The barrier for entry — ticket costs begin at $125 — to Gulfstream’s marquee day on the races is reasonably steep. But it’s nowhere close to as steep as a 110-foot statue of a flying horse. Feel free to drop $25,000 on a luxurious suite if you wish to attain an analogous peak.
This is not the Kentucky Derby and even the Breeders’ Cup, however Pegasus attendees can anticipate to gawk at just a few celebrities, with Jennifer Lopez, Alex Rodriguez (might’ve been so lovely), Lenny Kravitz, Pharrell Williams, Vin Diesel (!!!), and Usher amongst a number of stars who’ve proven as much as play the ponies (or their devices) in years previous. There’s all the time a musical visitor, too, with Post Malone, Snoop Dogg, Thomas Rhett, and Ja Rule among the many listing of previous headliners.

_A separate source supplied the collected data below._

PR #12412, opened 2026-07-10
fix: prevent mobile market tabs from reverting(OK-57367)

limichange:
[OK-57367](https://onekeyhq.atlassian.net/browse/OK-57367)

----------

## Summary
- Coordinate native Market Home tab corrections through a single synchronization path.
- Ignore delayed PagerView callbacks after programmatic tab switches while preserving user swipes.
- Add regression coverage for deferred and cancelled synchronization and stale callback guards.

## Intent & Context
Discovery Market Home tabs could jump back to the previously selected tab after switching tabs and opening a list item. This fix is scoped to tab synchronization; list behavior is unchanged.

## Root Cause
PagerView could emit a delayed callback for the previous page after the programmatic target had already been accepted. Multiple imperative correction paths could then compete and write the stale tab back to the selected-tab atom. iOS was especially exposed because its programmatic settle guard was disabled even when PagerView reported `idle`.

## Design Decisions
- Keep corrective `jumpToTab` and `syncCurrentPage` operations in `useSyncedMarketTab` so requests are coalesced and ordered.
- Defer synchronization while PagerView is settling and cancel pending corrections when a user drag starts.
- Apply a 500 ms post-programmatic settle guard on both native platforms; recent user gestures explicitly bypass the stale-event guard.
- Keep the change isolated from Market list item behavior.

## Changes Detail
- Track expected targets, PagerView state, and user-drag ownership in the native Market Home layout.
- Add request and cancel semantics plus deferred retry coordination to the synchronized-tab hook.
- Extract and test the stale programmatic callback predicate.

## Risk Assessment
- **Risk Level**: Medium
- **Affected Platforms**: Mobile (iOS and Android)
- **Risk Areas**: Programmatic tab changes, manual tab swipes, nested Discovery pager transitions, and returning from Market detail pages.
- **Runtime Scope**: Main UI runtime only. The native PagerView is involved, but no shared native resource ownership or persistence changes. The bg runtime and its JS heap are unaffected.

## Test plan
- [x] Run targeted Jest tests for `useSyncedMarketTab` and `marketTabChangeGuards`.
- [x] Run `yarn agent:check --profile commit`.
- [x] Verify repeated tab switches and route returns on Android.
- [ ] Recheck tap, swipe, open-item/back, and Discovery re-entry flows on iOS with the final settle guard.
- [ ] Recheck the same interaction flows in the PR build on Android.

[...]

PR #12438, opened 2026-07-10
fix: prevent market tab revert from stale atom echo(OK-57367)

originalix:
## Summary
- Stop the Market home pager from reverting the user's tab selection right after a tap settles (OK-57367 still reproduced 100% on Android release builds after #12412).
- Guard the two places where state derived from the bg-synced \`marketSelectedTabAtom\` could act on a stale UI mirror: the local category restore effect and the tab resync loop.
- Add \`marketTabSelectionGuards.ts\` pure helpers with focused unit tests.

## Intent & Context
QA recordings on Android release packages showed every Trending → US-stocks tab tap sliding back to Trending ~100ms after the pager settled, occasional revert ping-pong (revert → jump forward → revert again), and a double revert (Perps → US-stocks → Trending) after tapping Perps. The tab indicator did not move during the backward slide, proving the motion was programmatic rather than user input. #12412 (OK-57367) added accept-side guards for pager events but did not cover the resync trigger side, so the revert survived.

## Root Cause
Three layers interact:

1. **Structurally async atom writes (main → bg → main).** \`marketSelectedTabAtom\` is a \`persist: true\` cross-runtime globalAtom. On production native builds (\`ENABLE_NATIVE_BACKGROUND_THREAD=true\`) and extension UI, \`wrapAtomPro\` proxies UI writes to the bg runtime and the UI mirror only updates when bg broadcasts the echo back. The mirror stays stale for tens to hundreds of milliseconds after every write. This is also why dev single-runtime builds do not reproduce the bug.
2. **Stale echo restore (the poison).** \`MarketHomeV2\`'s restore effect unconditionally copied the stale \`selectedSpotCategory\` mirror back into the local \`selectedCategory\` state, deterministically undoing the category the user just picked. \`selectedTabName\` then derived to the previous tab.
3. **Resync loop executes the revert.** \`useSyncedMarketTab\` treats \`selectedTabName\` as authoritative; once the Android pager goes idle it issues \`jumpToTab(staleTarget)\`, and \`onBeforeJumpToTab\` marks that jump as the expected target, so the accept-side guards from #12412 approve and persist the wrong state. The later atom echo then flips the target again, producing the ping-pong.

## Design Decisions
- **Pager is authoritative during user interaction; the store is an async follower.** Store-driven pager jumps are only allowed for genuinely external changes (deep links, \`useNavigateToMarketTab\`), which do not go through \`handleTabChange\` and are therefore never flagged as in-flight.
- \`MarketHomeV2\` tracks the last explicitly applied category (\`pendingSpotCategoryRef\` via \`applySelectedCategory\`) and skips the restore effect until the atom echo catches up, which also ignores out-of-order echoes of older writes. Cold-start restore (no pending intent yet) is unchanged.
- \`useMarketTabsLogic\` records the last selection written to the atom and exposes \`isTabSelectionInFlight()\`; \`MobileLayout.native\`'s \`shouldDeferPageSync\` defers page resync while a write is in flight. After the echo lands the loop either converges (no jump) or performs a legitimate external jump.
- Deliberately did NOT change \`wrapAtomPro\` semantics (optimistic local writes would affect every global atom app-wide) nor the react-native-collapsible-tab-view patch (Android \`onPageSelected\` phantom events; candidate for separate hardening).
- Web/desktop apply atom writes synchronously in-process, so both guards are structural no-ops there.

## Changes Detail
- \`layouts/marketTabSelectionGuards.ts\` (new): pure decision helpers \`shouldRestoreSpotCategoryFromAtom\` and \`getIsMarketTabSelectionInFlight\`.
- \`layouts/marketTabSelectionGuards.test.ts\` (new): 9 unit tests covering cold start, lagging echo, out-of-order echoes, category-less (watchlist/perps) writes.
- \`MarketHomeV2.tsx\`: route all intent-driven category updates through \`applySelectedCategory\`; guard the restore effect with \`shouldRestoreSpotCategoryFromAtom\`.
- \`layouts/hooks/useMarketTabsLogic.ts\`: track \`lastWrittenSelectionRef\` on atom writes; expose \`isTabSelectionInFlight()\`.
- \`layouts/MobileLayout.native.tsx\`: defer page resync while a tab selection is in flight.

## Risk Assessment
- **Risk Level**: Medium
- **Affected Platforms**: Mobile (primary), Extension UI (same proxied-write path); Web/Desktop structurally unaffected
- **Risk Areas**: cold-start restore of the persisted spot category, deep-link \`spotCategoryToSelect\` flow, external tab navigation via \`useNavigateToMarketTab\`, and rapid tap/swipe sequences while a previous write is still in flight

## Test plan
- [x] \`npx jest packages/kit/src/views/Market/MarketHomeV2/layouts/\` — 30/30 passed (9 new)
- [x] \`yarn agent:check --profile commit\` — lint/tsc all green
- [ ] QA on \`ENABLE_NATIVE_BACKGROUND_THREAD=true\` package ([release-app-bundles run](https://github.com/OneKeyHQ/app-monorepo/actions/runs/29107075023)): repeated Trending ↔ US-stocks taps (×10, no revert/ping-pong), Watchlist → US-stocks cross-page tap, Perps round trips, horizontal swipe gestures, deep link into a specific category, kill & relaunch restores last category
- [ ] iOS same matrix; verify web/desktop market category switching unchanged

### DIFF
--- a/packages/kit/src/views/Market/MarketHomeV2/MarketHomeV2.tsx
+++ b/packages/kit/src/views/Market/MarketHomeV2/MarketHomeV2.tsx
@@ -1,4 +1,4 @@
-import { useCallback, useEffect, useMemo, useState } from 'react';
+import { useCallback, useEffect, useMemo, useRef, useState } from 'react';
 
 import { useIntl } from 'react-intl';
 
@@ -33,6 +33,7 @@ import { useMarketRenderCommitProbe } from '../utils/marketReactPerf';
 
 import { useNetworkAnalytics, useTabAnalytics } from './hooks';
 import { DesktopLayout } from './layouts/DesktopLayout';
+import { shouldRestoreSpotCategoryFromAtom } from './layouts/marketTabSelectionGuards';
 import { MobileLayout } from './layouts/MobileLayout';
 import { isMarketStockCategory } from './utils';
 
@@ -109,6 +110,14 @@ const useMarketHomeLayoutProps = () => {
   const [selectedCategory, setSelectedCategory] = useState(
     selectedSpotCategory || 'trending',
   );
+  // The category most recently applied by an explicit intent (user tap or
+  // deep link). The bg-synced atom echoes writes back asynchronously, so this
+  // ref is the freshest truth; the atom may lag behind it.
+  const pendingSpotCategoryRef = useRef<string | undefined>(undefined);
+  const applySelectedCategory = useCallback((categoryId: string) => {
+    pendingSpotCategoryRef.current = categoryId;
+    setSelectedCategory(categoryId);
+  }, []);
 
   const categories: IMarketCategoryItem[] = useMemo(() => {
     if (apiSpotCategories.length > 0) {
@@ -157,12 +166,24 @@ const useMarketHomeLayoutProps = () => {
       return;
     }
 
+    // The atom echoes UI writes back after a bg round-trip; until it carries
+    // the latest locally-applied category, restoring from it would revert the
+    // user's selection and make the pager jump back (OK-57367).
+    if (
+      !shouldRestoreSpotCategoryFromAtom({
+        pendingSpotCategoryId: pendingSpotCategoryRef.current,
+        atomSpotCategoryId: selectedSpotCategory,
+      })
+    ) {
+      return;
+    }
+
     const hasSelectedCategory = categories.some(
       (item) => item.id === selectedSpotCategory,
     );
     if (hasSelectedCategory) {
       if (selectedCategory !== selectedSpotCategory) {
-        setSelectedCategory(selectedSpotCategory);
+        applySelectedCategory(selectedSpotCategory);
       }
       return;
     }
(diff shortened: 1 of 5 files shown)


packages/kit/src/views/Market/MarketHomeV2/MarketHomeV2.tsx
```diff
@@ -157,20 +166,32 @@ const useMarketHomeLayoutProps = () => {
       return;
     }
 
+    // The atom echoes UI writes back after a bg round-trip; until it carries
+    // the latest locally-applied category, restoring from it would revert the
+    // user's selection and make the pager jump back (OK-57367).
+    if (
+      !shouldRestoreSpotCategoryFromAtom({
```
originalix, line 173: 这里用 `pendingSpotCategoryRef` 去挡旧 atom 回声的思路没问题，但它只会被写入，不会在 atom 已经追平后释放。

这样一来，只要本地曾经选中过某个 spot 分类，后面如果 `bg` 或另一个 UI runtime 再把 `selectedSpotCategory` 同步成新的值，`shouldRestoreSpotCategoryFromAtom()` 仍会拿旧 pending 值比较并直接 `return`，当前页面就会一直停在旧分类，新的真实同步进不来。

建议在确认 atom 已经追平当前 pending 后立刻清空 pending，或者把它改成一次性的 sequence/epoch 标记，只屏蔽这一轮回声，不要长期拦截后续同步。

Minnzen (approved):
代码审查通过：未发现阻塞性问题。已核对异步 atom 回传的 main/bg 时序、导入层级与 CI 状态；建议后续按 PR 测试计划完成原生 release 真机矩阵验证。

The musical mainstage this yr will characteristic veteran pop-rockers OneRepublic and Norwegian DJ Kygo, who’ve collaborated earlier than on a handful of singles. Hence, on or off the monitor, the neatest cash of the day could be on OneRepublic frontman Ryan Tedder becoming a member of Kygo — who resembles a better-looking Macaulay Culkin — onstage for his or her pandemic anthem, “Lose Somebody.”
Yet the anthem that Pegasus attendees want to show their consideration to is a far older one: “Swanee River (Old Folks at Home).” Written by Stephen C. Foster in 1851, it turned the official tune of the Sunshine State in 1935, changing “Florida, My Florida.” The Swanee River depicted in Foster’s lyrics is the Suwannee River, which, because the Florida Department of State’s web site states, “separates the Florida panhandle from the remainder of the state.”
Kentucky has “My Old Kentucky Home” on the primary Saturday in May, whereas the Preakness options “Maryland, My Maryland,” and tipsy Belmont revelers belt out “New York, New York” on nationwide tv each June. Unlike “Swanee River,” these songs are uniters, not dividers.
The Pegasus World Cup will not be a part of the Triple Crown. But even in an off yr, it stays a high-quality horse race to anchor a day of epic merrymaking. More importantly, it’s Florida’s race.
On January 28, let the river run dry, for nothing shall separate one Gulfstream patron from one other. This is a day for Floridians to flash their collective delight, to inadvertently drop their dance companions and proclaim, as Tedder may, “It’s too late to apologize.”
Pegasus World Cup. 10 a.m. to six p.m. Saturday, January 28, 2023, at Gulfstream Park, 901 S. Federal Hwy., Hallandale Beach; pegasusworldcup.com. Tickets value $125 to $770.